Мельника повезли на северо-западную окраину Ведьминого леса. Скворцов, Лобода и Федорук ехали верхом, Мельника два бойца охраны везли в таратайке. Об участи Крукавца ему не сказали, и он беспечально курил выпрошенную у Федорука папиросу, крутил головой по сторонам, сипло кашлял, сплевывал на проселок тягучую слюну. На опушке бродил от кочки к кочке, от бугорка к бугорку, прикидывал, шевеля мясистыми губами, уверенно ткнул мизинцем в бугор чуть побольше остальных и поросший изреженно травкой. Скворцов, Лобода и Федорук сняли шапки. Потянулся к шапке и Мельник. Перехватив этот жест, Лобода скрипнул зубами:
— Ты… Не сметь, поганый рот! Шагом марш!
Растерянно озираясь, Мельник отошел к окрайку опушки и, сообразив, чтб сейчас произойдет, матерно заругался, как будто его в чем-то обманули. Обрывая ругань, щелкнул выстрел…
Как-то вечерком, штопая гимнастерку, Скворцов извлек из нагрудного кармана свои документы, обернутые вощеной бумагой и перетянутые резинкой: удостоверение личности, партийный билет; на фотокарточках, пожелтевших, подпортившихся, он был юный, довоенный, горячий и вздорный, а на страничке билета, где отмечалась уплата партвзносов за сорок первый год, с июля не было отметок, последняя — в июне: сумма денежного содержания, сумма партвзносов, штампик «уплачено», закорючка — подпись секретаря партбюро. Значит, почти за полгода он не платил в партийную кассу. Он не подумал: а может, платил? Не рублями — перенесенными испытаниями, как и Емельянов, Лобода, Федорук, Новожилов, как и тысячи других коммунистов.
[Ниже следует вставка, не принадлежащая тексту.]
PR #1859, opened 2018-12-06
Update combo data source properly with KO new data source length is the same

### LINKED ISSUE #1852: Changing combo data source using knockout observable is not working
### Description  
Changing combo data source, using knockout observable, is not working when new data source length is the same as old one

### Steps to reproduce  

1. Open attached demo
2. Press "Change datasource to 6" button

### Result  
Combo list stays unchanges

### Expected result  
Combo list should be updated with the new value

### Attachments  
[igComboEx.zip](https://github.com/IgniteUI/ignite-ui/files/2632638/igComboEx.zip)

Lipata:
Closes #1852

### DIFF
--- a/src/js/extensions/infragistics.ui.combo.knockout-extensions.js
+++ b/src/js/extensions/infragistics.ui.combo.knockout-extensions.js
@@ -76,18 +76,24 @@
         }
     }
 
-    function identicalDataSources(combo, viewModelDataSource) {
-        var valueKey = combo.igCombo("option", "valueKey"), comboDataSource, index;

Он полистал билет, бережно завернул в вощенку.
* * *
Завершив то, ради чего приехал в село, — инструктаж своей агентуры, — Павло Лобода ужинал с хозяевами. Пить он отказался (приучил-таки трезвенник Скворцов), зато ел с аппетитом. Настроение было отменное: дело провернул, подрубает и в отряд, доложится командованию — и к Лидочке, к коханой. Он ел и не замечал, что улыбается своим мыслям. Хозяева — старик со старухой — хлебали вчерашний кулеш, за компанию, ради приличия, — и хозяин после каждой ложки степенно разглаживал усы. Старуха спросила:
— Чему веселишься, сынку?
— Да так, — сказал Лобода. — Кое-чему.
— По молодости веселится, — сказал старик. — Не то что мы с тобой, бабка ты старая.
— А ты старый дед, — сказала хозяйка, отметая шуточки. — Замшелый пенек! Обрубок!
— Не обрубок, а парубок! — Лобода хотел свести все к шутке, но у него не получилось. Эти хлебосольные стариканы (и верные люди, их сын — подпольщик в городе) умели обижаться друг на друга, как дети. Хозяйка так и объяснила гостю: к старости стала припоминать все обиды, которые ей нанес чоловик. Старуха, правда, и себя укорила: смолоду прощала, в старости оказалось — злопамятная.